Sarebbe opportuno, necessario che questo avvenisse, a fronte delle inquietanti notizie che ci vengono dalla misura che il Ministro Fitto ci aveva raccontato come compensativa, il credito d'imposta per le imprese che effettuano investimenti per beni strumentali nella ZES unica, un credito che sarà pari al solo 17,7 circa per cento della somma investita contro la percentuale, compresa fra il 40 e il 60 per cento, cui si pensava, legittimamente, di poter aspirare.
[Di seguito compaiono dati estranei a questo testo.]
PR #827, opened 2026-08-20
ci: post the coverage comment from a workflow_run job so fork PRs get it

jayantid:
## Summary

Moves the coverage comment out of the measuring job and into a new `workflow_run` workflow that runs in the base repository's context, where the token can write. This is what makes the sticky coverage comment appear on fork pull requests — which, since this repository requires PR branches on forks, is all of them. The measuring job in `python-tests.yml` now hands off through the artifact (report, PR number, repository total), and the new `coverage-comment.yml` validates the hand-off and posts one sticky comment, rewritten in place on every push.

## Why This Change

#819's coverage job posts its comment only for same-repo branches, because GitHub forces a fork PR's token to read-only regardless of the `permissions:` block. On its own PR — a fork PR — the comment never appeared and the report landed as an artifact nobody opens. A report-only gate that nobody sees is not a gate; the comment is the product.

## What Changed

- `.github/workflows/coverage-comment.yml` — new. Triggered by the Python Unit Tests workflow completing on a `pull_request` run. Downloads the `diff-cover-report` artifact via plain `gh api` (no new action pins), validates it, renders the comment, PATCHes the existing marker comment or POSTs a new one
- `.github/workflows/python-tests.yml` — the in-job comment step is removed (one posting path for all PRs), `pull-requests: write` dropped from the coverage job, and a hand-off step writes `pr-number.txt` and `coverage-total.txt` into the artifact
- The comment format: the PR's changed-lines coverage leads with a 🟢/🟡/🔴 status, repository total second, uncovered lines collapsed behind `<details>`, and a clean PR gets a one-line comment

**Security posture, because this workflow runs privileged against attacker-controlled input** (a fork PR author controls the artifact bytes and the producing workflow): it never checks out or executes anything from the PR; every `${{ }}` lives in `env:`/`if:` blocks, never `run:` (event fields are read from `$GITHUB_EVENT_PATH` with jq); the claimed PR number is digits-only sanitized and then validated against the run's own head sha + branch + owner as GitHub asserts them, so it cannot be pointed at someone else's PR; artifact text is whitelisted before it reaches the comment (a total that isn't `^\d+(\.\d+)?$` renders as `?`, table cells are character-restricted, so @-mentions, pipes, and markup cannot survive); symlinks in the artifact are deleted before any read; and the job carries the repository fork guard and a queued concurrency group.

## Context

Stacked on #819 — the first two commits here are that PR; review only the top commit (`be17d83`). Merge #819 first, then this rebases to a one-commit diff. Part of the testing-strategy implementation work.

## Testing

- zizmor 1.29.0 run offline against both workflow files: the new file's 3 High findings (inherent to `workflow_run` + `$GITHUB_ENV`) are suppressed inline with justifications per repo convention (`auto_request_review.yml` pattern); result "No findings to report". `python-tests.yml` carries one pre-existing medium, byte-identical on the base branch
- The embedded renderer was extracted and run against benign fixtures (75% table render, clean-PR one-liner) and hostile ones (a total of `100 — cc @victim`, table rows carrying pipes, backticks, an `` tag and a team mention, a `99999%` coverage line) — hostile output is inert, verified byte-for-byte
- Artifact failure paths reproduced locally: missing files, expired-artifact 410, duplicate zip entries, symlink entries — all skip gracefully (`exit 0` with a log line), none red the run
- Both YAMLs parse; `bash -n` clean on the shell steps

### Live validation

Not live-tested, structurally: a `workflow_run` workflow only executes from the default branch, so this cannot run until merged — its own PR will not produce a comment. First live proof is the next PR opened (or pushed to) after merge; if the comment does not appear there, revert is a one-file delete plus restoring the artifact-only path.

## Self-Review

An independent security-focused review (a context that did not write the change) ran the adversarial pass with a workflow_run threat model: content injection into the privileged comment, confused-deputy against other PRs, token scope, artifact zip attacks, and the repo's zizmor gate run for real. Verdict was request-changes; every finding was fixed before opening:

- **Blocking, fixed:** the file tripped the mandatory zizmor gate (3 High) — suppressions with justifications added, gate re-run clean
- **Fixed:** artifact text reached the comment verbatim, letting a fork author make the bot @-mention teams — all interpolated fields now whitelisted; a symlink named as a data file could publish runner files into the comment — symlinks deleted post-unzip and the total regex-validated; missing repository fork guard added; missing concurrency group added (queued, so the last push always wins); a footer referenced a doc not in the tree — replaced; renderer now fails soft on malformed/missing artifact files
- Attacks attempted that failed by design (kept, documented in the review): cross-PR comment planting fails because validation compares GitHub-asserted head tuples, not artifact claims; digits-only sanitization leaves no quoting path into jq or `gh api`; no other workflow uses a marker comment, so no forgery target
- Known limitation, deliberate: on fork PRs the coverage numbers themselves come from a workflow the PR author can edit. Acceptable while report-only; the future blocking gates must compute coverage somewhere the PR cannot edit, and the rollout plan now records that

## Risk & Rollout

The workflow runs with `pull-requests: write` against untrusted input — that is the risk, and the mitigations above are the answer. Blast radius of a bypass is comment content under the bot's name; no secrets are reachable (none referenced, no checkout, token scoped to comments and artifact reads). Failure mode of the workflow itself is a missing comment, never a red check on the PR. Revert: delete `coverage-comment.yml`, restore the artifact-upload-only path in `python-tests.yml`.


jayantid:
**Preview of the comment this workflow posts** — rendered with this branch's actual renderer (extracted from `coverage-comment.yml`), not a mock. Case 1 uses the real `diff-cover-report` artifact from #819's coverage job run; case 2 the same renderer on a report with uncovered lines. Posting a live one on this PR isn't possible before merge: `workflow_run` workflows only execute from the default branch.

### Case 1 — real artifact from #819 (no measurable Python lines in that diff)

## 📊 Coverage

**This PR's changed lines: no measurable lines changed 🟢** · Repository (Python): 61.8%

Report-only · nothing here blocks this pull request yet.

### Case 2 — a PR with uncovered lines

## 📊 Coverage

| | Coverage | Target |
|---|---|---|
| **This PR's changed lines** | **75%** 🟡 | 80% |
| Repository (Python) | 61.8% | — |

<details><summary>❌ 162 uncovered lines added (click to expand)</summary>

| File | Missing lines |
|---|---|
| `scripts/request.py` | 336-338, 341, 353-355, 362-370 |
| `scripts/generate_docs.py` | 366-373, 377, 379-390 |

</details>

Report-only · nothing here blocks this pull request yet.

.github/workflows/coverage-comment.yml
```diff
@@ -0,0 +1,242 @@
...
+          fi
+          gh api "repos/$REPO/actions/artifacts/$aid/zip" > artifact.zip \
+            || { echo "artifact download failed (expired?); not posting."; exit 0; }
+          mkdir report
+          # -j flattens paths so a crafted entry cannot traverse out of the
+          # directory, and any symlink that survives extraction is deleted
+          # before anything reads the tree.
+          unzip -qj artifact.zip -d report \
+            || { echo "artifact unusable; not posting."; exit 0; }
+          find report -type l -delete
```
toshiowang: **Security risk (definitive control bypass, low yield):** `exit 0` runs before `find report -type l -delete`, and a step exiting 0 does not stop later steps — it only ends this one.

Info-ZIP returns 1 on a duplicate-name collision (EOF on the overwrite prompt is treated as `[N]one`) **after** extracting earlier entries. So an artifact whose entries are `diff-cover.md` (a symlink), `pr-number.txt`, then a duplicate `pr-number.txt` leaves the symlink on disk, skips the deletion, and the next steps read through it. Reproduced locally:

```
$ unzip -qj dup.zip -d out2 </dev/null
replace out2/pr-number.txt? ... (EOF or read error, treating as "[N]one" ...)
rc=1
$ ls -l out2
lrwxrwxrwx  diff-cover.md -> /etc/hosts
```

The PR body states "symlinks in the artifact are deleted before any read"; that does not hold on this path. The downstream whitelists contain the damage — only strings matching the row regex or `^\d+(\.\d+)?$` reach the comment — so this is a bypassed control, not a demonstrated leak. Fix is to make the failure path leave nothing readable behind:

```suggestion
          unzip -qj artifact.zip -d report \
            || { rm -rf report; echo "artifact unusable; not posting."; exit 0; }
          find report -type l -delete
```

.github/workflows/coverage-comment.yml
```diff
@@ -0,0 +1,242 @@
...
+          REPO: ${{ github.repository }}
+        run: |
+          [ -f comment.md ] || { echo "no comment rendered; nothing to post."; exit 0; }
+          marker='<!-- coverage-report -->'
+          # Only comments this workflow's identity wrote: anyone can start a
+          # comment with the marker, and PATCHing theirs would render the
+          # report under their name.
+          cid=$(gh api "repos/$REPO/issues/$PR_NUMBER/comments" --paginate \
+                --jq ".[] | select(.user.login == \"github-actions[bot]\")
+                          | select(.body | startswith(\"$marker\")) | .id" | head -1)
```
toshiowang: **Critical bug (tentative — depends on a transient API failure, but the artifact it leaves is permanent):** the default shell for `run:` is `bash -e {0}` — `-e` but no `pipefail` — so if `gh api` fails (5xx, secondary rate limit) the pipeline's status is `head`'s (0), `cid` comes back empty, and the script falls through to the POST branch. That posts a *second* sticky comment; from then on `head -1` pins the older one, so the duplicate is never updated and never removed.

`pipefail` is not the fix here: `head -1` closes the pipe early and would SIGPIPE `--paginate` on the happy path. Take the `gh` call out of the pipeline instead so its exit status survives:

```suggestion
          comments=$(gh api "repos/$REPO/issues/$PR_NUMBER/comments" --paginate \
                     --jq ".[] | select(.user.login == \"github-actions[bot]\")
                               | select(.body | startswith(\"$marker\")) | .id") \
            || { echo "comment lookup failed; not posting (a POST would duplicate)."; exit 0; }
          cid=$(printf '%s\n' "$comments" | head -1)
```

Same root cause at `:59-61` (`aid=$(gh api ... | head -1)`), where an API error reads as "no artifact" and silently skips the comment. Lower impact, worth the same treatment.

.github/workflows/coverage-comment.yml
```diff
@@ -0,0 +1,242 @@
...
+
+          no_lines = "No lines with coverage information in this diff." in diff_md
+          pct = None
+          m = re.search(r"^- \*\*Coverage\*\*: (\d+)%", diff_md, re.M)
+          if m and 0 <= int(m.group(1)) <= 100:
+              pct = int(m.group(1))
+          missing = 0
+          m = re.search(r"^- \*\*Missing\*\*: (\d+) ", diff_md, re.M)
+          if m:
+              missing = int(m.group(1))
```
toshiowang: **Critical bug (definitive, attacker-only, self-contained):** `int()` on an unbounded `(\d+)` capture raises `ValueError: Exceeds the limit (4300 digits) for integer string conversion` under Python 3.11+. A fork-authored `diff-cover.md` containing `- **Coverage**: <5000 nines>%` — or the same in `- **Missing**:` — crashes the renderer with an uncaught exception. I extracted the embedded script and ran both cases; each exits 1, failing the step rather than falling soft. That contradicts "renderer now fails soft on malformed/missing artifact files" in the PR body.

Blast radius is only a red run in the base repo's Actions tab and a missing comment (a `workflow_run` job posts no check on the PR), so this is low severity — but the fix is free:

```suggestion
          pct = None
          m = re.search(r"^- \*\*Coverage\*\*: (\d{1,3})%", diff_md, re.M)
          if m and 0 <= int(m.group(1)) <= 100:
              pct = int(m.group(1))
          missing = 0
          m = re.search(r"^- \*\*Missing\*\*: (\d{1,9}) ", diff_md, re.M)
          if m:
              missing = int(m.group(1))
```

An over-long value then simply fails to match and renders as `**?**`, which is the intended degradation.

toshiowang (changes requested):
Reviewed the two new commits (`a46274f7`, `be17d83c`). Verified first against live API data: on a real fork run (#803, `gke-agentic/kube-agents`) `workflow_run.pull_requests` is empty and `head_sha`/`head_branch`/`head_repository.owner.login` match `pulls/N`'s `head.sha`/`head.ref`/`head.repo.owner.login` exactly, so the fork validation path is sound and is the one that will run. `run: | # zizmor: ignore[...]` parses as a YAML comment, the diff-cover regexes match the upstream `markdown_coverage_report.md` template, and `gh api -F body=@file` sends a string. Three findings, all in the new workflow.

The first is a bypass of a control the PR body claims: `exit 0` on unzip failure runs before `find report -type l -delete`, and Info-ZIP returns 1 on a duplicate-name collision *after* extracting earlier entries, so a crafted artifact leaves a symlink in place for later steps to read through. Reproduced locally. The whitelists downstream contain the damage, so this is a bypassed control rather than a demonstrated leak — but the fix is one word.

The second is error-swallowing in the sticky-comment lookup that produces a permanently duplicated comment. The third is an uncaught `ValueError` in the renderer on crafted input, which contradicts the "fails soft" claim.

One note, no action needed: the fork path requires an exact `head_sha` match, so a push landing while `make coverage` is still running makes that run's comment silently skip. That is self-correcting (the newer run posts) and is the right trade against stale comments — worth a line in the workflow comment rather than a change.

.github/workflows/coverage-comment.yml
jayantid: Fixed in 80c5d62, reproduced first with your exact zip (symlink diff-cover.md → /etc/passwd + duplicate pr-number.txt): the symlink did survive the old early-exit — and without stdin redirected the old step actually hung on the overwrite prompt, so the scenario was worse than reported. Now: the symlink sweep runs unconditionally immediately after unzip before any rc handling, a nonzero rc removes report/ entirely so no partial extraction survives, and unzip gets </dev/null. Post-fix repro: report/ gone, later steps skip with 'not posting'.

.github/workflows/coverage-comment.yml
jayantid: Fixed in 80c5d62, taking your suggestion: the paginated lookup runs alone into a variable so its exit status survives -e, then head -1 runs on the captured text (no SIGPIPE against --paginate). Repro with gh stubbed to 502 on the lookup: rc=1, zero write calls — the step reds rather than double-posting. Happy path re-verified: one PATCH, no POST.

.github/workflows/coverage-comment.yml
jayantid: Fixed in 80c5d62: both captures bounded to (\d{1,7}) and both int() conversions wrapped in the fail-soft path, belt and braces. Your two repro cases (5000 nines in Coverage and in Missing) now exit 0 and render '?' with no bogus count. You are right that the PR body's 'fails soft on malformed artifact files' claim was contradicted — it was written after the earlier hostile-fixture pass, and these two shapes weren't in that fixture set; they are now, alongside the dup.zip. Good catch on all three.

toshiowang (approved):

Sono arrivate molte richieste, su questo nessun ripensamento in fase di assestamento.

Ora due ultime considerazioni, una sul PNRR. Il PNRR è la fonte principale di sostegno pubblico all'economia. Nelle stime del Governo la quota attesa della crescita del PIL imputabile al PNRR è pari al 90 per cento nel 2024, all'83 per cento nel 2025 e al 73 per cento nel 2026. In 6 mesi la spesa relativa al PNRR è cresciuta di soli 9,3 miliardi, e quest'anno, invece, dovremmo spenderne 42,4. L'Italia ha incassato, fino ad ora, 102,5 dei 194,4 miliardi del PNRR, ma ha speso, appunto, come già detto, solo la metà di quanto ha ricevuto, praticamente meno di un quarto dell'importo complessivo.

Se non riesce a spendere questi soldi nei tempi, o non si ottiene una proroga a cui si oppongono proprio gli alleati politici di questa maggioranza, questi soldi vanno restituiti, non si dovrebbe parlare di questo tema anche in sede di assestamento?

In questo contesto suona beffa il fatto che i comuni, e cioè i soggetti che più di altri sono avanti nella spesa dei fondi PNRR, vengano pesantemente penalizzati non solo perché alcune amministrazioni centrali sono in grande ritardo nel rendere possibile il rimborso degli anticipi che i comuni hanno fatto, ponendo così i comuni, che più si sono impegnati ed esposti, in una grave situazione finanziaria, anche perché i comuni sono stati colpiti da un taglio di ben 250 milioni con la legge di bilancio del 2024 e, paradossalmente, questo taglio colpisce proprio quelli più attivi nello sfruttare le opportunità offerte dal PNRR, scelta che, per quanto in parte rivista a seguito delle proteste dei comuni e delle opposizioni, è stata ugualmente, con protervia incomprensibile, confermata.

Da ultimo, un'osservazione sul Rendiconto 2023 che getta ombre anche sul futuro, da cui emergono, con grande evidenza, i risultati perversi delle diverse misure di condono fiscale adottate da questo Governo, secondo la logica “pochi, maledetti, subito”. Ebbene, nel 2023 la rottamazione-quater ha dato un risultato superiore alle attese: 6,8 miliardi contro i 2,8 inizialmente previsti. Attenzione però, hanno aderito in molti, e quindi si sono avuti subito più introiti, maledetti e subito. Ma molti di quelli che hanno aderito lo hanno fatto solo per farsi un'assicurazione a vita contro la riscossione ordinaria.

Hanno infatti pagato una o due rate e poi basta, confidando che una maggioranza amica - amica degli evasori - non farà loro mancare proroghe su proroghe. E infatti, sempre nel 2023, mancano 5,4 miliardi di rate che dovevano essere versate e non lo sono state. E infatti, leggiamo sui giornali di oggi che la macchina dei condoni è già al lavoro con un ricco menù, tre obiettivi: il primo è proprio il ripescaggio delle rottamazioni decadute; il secondo è prorogare a settembre la rata in scadenza al 31 luglio; il terzo è un'altra bella rottamazione che riguarda gli incarichi affidati al 31 dicembre 2023. Tappeti rossi agli evasori e pochi introiti, pochi, maledetti e subito, ma soprattutto pochi.